• _TASK TO CARRY OUT_
Go through the data line by line. Copy each one holding the string "optional".

Collected data entries
____

PR #627, opened 2026-05-19
feat(scheduler): add optional send_timeout to prevent silent stall on hung kick

Rohit-Ekbote:
## Summary

Adds an optional `send_timeout` (CLI `--send-timeout`) on `SchedulerLoop.run` that wraps each spawned send task in `asyncio.wait_for`, so a hung `broker.kick` cannot indefinitely block subsequent ticks for the same `schedule_id` via the `running_schedules` skip check.

Default is `None` — no timeout, fully backwards-compatible.

## Problem

`SchedulerLoop.run` skips ticks for any `schedule_id` whose previous send task is still in `running_schedules`. The entry only leaves `running_schedules` via the task's `add_done_callback`, which fires only when the spawned coroutine completes. If `broker.kick` ever hangs (sentinel failover, half-open socket, network blip without TCP RST), the spawned send task never completes, the done_callback never fires, and **every subsequent tick for that schedule is silently skipped** — no error, no log, no recovery until process restart.

We hit this in production on `taskiq==0.11.20` (`ListQueueSentinelBroker` + redis-sentinel running through a flap). After upgrading to validate, the same logic is unchanged at HEAD; the bug is present in `0.12.4`.

py-spy on a wedged scheduler confirmed:
- the asyncio event loop is alive and iterating (`_run_once` timer advances every minute)
- `sched_count: 1` — exactly one timer, the main loop's own sleep
- the scheduler simply stops spawning new send tasks for affected `schedule_id`s

User-level mitigations — subclassing `TaskiqScheduler` and wrapping `on_ready` in `asyncio.wait_for` — don't help, because the wrapper runs *inside* the send task; if the send task itself never returns, the scheduler's `running_schedules` entry persists regardless. The only place a timeout can break the cycle is around the spawned send task itself, which is owned by the scheduler.

Filed as #626 with the full investigation.

## Change

1. New free function `send_with_timeout(scheduler, source, task, timeout)` in `taskiq/cli/scheduler/run.py` that wraps `send` in `asyncio.wait_for`. On `TimeoutError`, logs a WARNING and returns cleanly so the done_callback can clean up `running_schedules`. Non-timeout exceptions still propagate so existing observability surfaces (e.g., `SendTaskError` logs) are unchanged.
2. `SchedulerLoop.run` accepts `send_timeout: float | None = None`. When set, the spawned send task uses `send_with_timeout`; otherwise it uses `send` as before.
[...]

PR #669, opened 2026-09-01
fix: skip schedules with invalid cron_offset instead of crashing the scheduler

### LINKED ISSUE #668: A schedule with an invalid cron_offset string crashes the whole scheduler
### Taskiq version

0.12.6 (master)

### Python version

Python 3.12

### OS

Linux

### What happened?

`is_cron_task_now` in `taskiq/cli/scheduler/run.py` calls `ZoneInfo(offset)` outside the `try` block that converts `ValueError` into `CronValueError`, and `SchedulerLoop._is_schedule_ready_to_send` only catches `CronValueError`. A `cron_offset` that is not a valid IANA key raises `ZoneInfoNotFoundError` (a `KeyError` subclass) that escapes `SchedulerLoop.run` and kills the scheduler process. One malformed schedule stops all scheduling until the process is restarted.

```python
from datetime import datetime, timezone

from taskiq.cli.scheduler.run import SchedulerLoop
from taskiq.scheduler.scheduled_task import ScheduledTask

loop = SchedulerLoop.__new__(SchedulerLoop)
loop.cron_tasks_last_run = {}
loop.interval_tasks_last_run = {}
loop.time_tasks_last_run = {}

task = ScheduledTask(
    task_name="mod:cleanup",
    labels={},
    args=[],
    kwargs={},
    cron="* * * * *",
    cron_offset="UTC+3",  # natural spelling, but not an IANA key
)
loop._is_schedule_ready_to_send(task=task, now=datetime.now(tz=timezone.utc))
# -> zoneinfo.ZoneInfoNotFoundError escapes and kills SchedulerLoop.run
```

An invalid offset should get the same treatment as an invalid cron expression: log a warning and skip that schedule, keeping the loop alive.

The original timezone-offset request (#201) proposed per-schedule offsets as strings like `"+3"` and `"-1"`, so this spelling is a natural thing for users to write.

This is a different bug from #605 / #625. That change restores `timedelta` offsets from their serialized ISO-8601 form at model-validation time and does not touch `run.py`. A plain invalid timezone string still reaches `ZoneInfo()` at runtime. With the #625 patch applied, `cron_offset="UTC+3"` still crashes the loop, because `parse_cron_offset` leaves the string untouched (it is not a valid duration either).

### Relevant log output

```shell
zoneinfo._common.ZoneInfoNotFoundError: 'No time zone found with key UTC+3'
```

```python
Not needed. The repro calls the scheduler loop directly.
```

juanmicl:
Closes: #668

`is_cron_task_now` called `ZoneInfo(offset)` outside the `try/except` that converts errors into `CronValueError`, and the scheduler loop only catches `CronValueError`. One schedule with a non-IANA `cron_offset` string (e.g. the natural spelling `"UTC+3"`) raised `ZoneInfoNotFoundError` out of `SchedulerLoop.run` and killed the whole scheduler process.

With this change a bad offset goes through the same path as an invalid cron expression: `CronValueError` is raised, the loop logs the existing `Cannot parse cron` warning and skips that schedule.

Two regression tests cover invalid offset strings: the natural spelling `"UTC+3"` and a typo'd timezone name (`"Europa/Madrid"`). Both fail on master with `ZoneInfoNotFoundError` and pass with this change.

Complements #625 (which fixes duration-string offsets at model-validation time but leaves the runtime guard unhandled).

Validation: full suite passes (`pytest -q`, 324 tests), `black`, `ruff` and `mypy` clean.

### DIFF
--- a/taskiq/cli/scheduler/run.py
+++ b/taskiq/cli/scheduler/run.py
@@ -99,7 +99,10 @@ def is_cron_task_now(
     # If timezone was specified as string we convert it timezone
     # offset and then apply.
     elif offset and isinstance(offset, str):
-        now = now.astimezone(ZoneInfo(offset))
+        try:
+            now = now.astimezone(ZoneInfo(offset))
+        except Exception as e:
+            raise CronValueError(e) from e
 
     try:
         return pycron.is_now(cron_value, now)
--- a/tests/cli/scheduler/test_is_cron_task_now.py
+++ b/tests/cli/scheduler/test_is_cron_task_now.py
@@ -75,3 +75,21 @@ def test_is_cron_task_now(
 def test_is_cron_task_now_invalid_cron() -> None:
     with pytest.raises(CronValueError):
         is_cron_task_now("invalid cron", datetime.now())
+
+
+def test_is_cron_task_now_invalid_offset_string() -> None:
+    with pytest.raises(CronValueError):
+        is_cron_task_now(
+            cron_value="* * * * *",
+            now=datetime.now(timezone.utc),
+            offset="UTC+3",
+        )
+
+
+def test_is_cron_task_now_unknown_timezone_name() -> None:
+    with pytest.raises(CronValueError):
+        is_cron_task_now(
+            cron_value="* * * * *",
+            now=datetime.now(timezone.utc),
+            offset="Europa/Madrid",
+        )


taskiq/cli/scheduler/run.py
```diff
@@ -99,7 +99,10 @@ def is_cron_task_now(
     # If timezone was specified as string we convert it timezone
     # offset and then apply.
     elif offset and isinstance(offset, str):
-        now = now.astimezone(ZoneInfo(offset))
+        try:
+            now = now.astimezone(ZoneInfo(offset))
+        except Exception as e:
```
danfimov, line 104: As far as I see `now.astimezone` can produce two types of exceptions here - `ZoneInfoNotFoundError` and `ModuleNotFoundError` (in case of importing invalid `tzdata.zoneinfo.Europa`). Can we use this types of error instead of broad Exception here?

tests/cli/scheduler/test_is_cron_task_now.py
```diff
@@ -75,3 +75,21 @@ def test_is_cron_task_now(
 def test_is_cron_task_now_invalid_cron() -> None:
     with pytest.raises(CronValueError):
         is_cron_task_now("invalid cron", datetime.now())
+
+
+def test_is_cron_task_now_invalid_offset_string() -> None:
```
danfimov, line 80: I think it can be one parametrized test

danfimov (changes requested):
Thank you for contribution)

Please fix couple minor things. And after that I think we can merge this MR.

taskiq/cli/scheduler/run.py
juanmicl: Done, switched to `except (ZoneInfoNotFoundError, ModuleNotFoundError)` with a short comment noting the missing-tzdata case.

danfimov:
Please run linters locally. I see that ruff is failing in CI

tests/cli/scheduler/test_is_cron_task_now.py
juanmicl: Merged into one parametrized test.

juanmicl:
I ran the linters locally before pushing, with both the locked ruff (0.16.5) and the latest one, and this branch passes. The errors in the CI lint job don't come from this PR's changes, they come from the merge with master.

#627 (b5d6033, merged after this PR was opened) introduced them: 5 auto-fixable `COM812` trailing comma issues in `tests/cli/scheduler/test_send_with_timeout.py`, and `C901` on `SchedulerLoop.run` (11 > 10) from the send_timeout branches. I verified by running ruff on the merge tree of this PR with current master: exactly the same 6 errors, none in the files this PR touches. They slipped in because the lint job in `test.yml` only runs on `pull_request` events, so pushes to master are never linted. Every PR currently open against master should show the same failure.

If it helps, I can send a small separate PR that fixes master's lint (apply the 5 auto-fixes and extract a small helper from `SchedulerLoop.run` to get back under the complexity limit), so this PR and the others go green. Or I can fold it into this PR if you prefer.

danfimov:
Yep, found the same problem. Will merge [this MR](https://github.com/taskiq-python/taskiq/pull/674) with fixes for pre-commit checks first, after that will rebase your MR and merge it too

danfimov (approved):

____

• _SOLVED EXERCISE_
feat(scheduler): add optional send_timeout to prevent silent stall on hung kick
Adds an optional `send_timeout` (CLI `--send-timeout`) on `SchedulerLoop.run` that wraps each spawned send task in `asyncio.wait_for`, so a hung `broker.kick` cannot indefinitely block subsequent ticks for the same `schedule_id` via the `running_schedules` skip check.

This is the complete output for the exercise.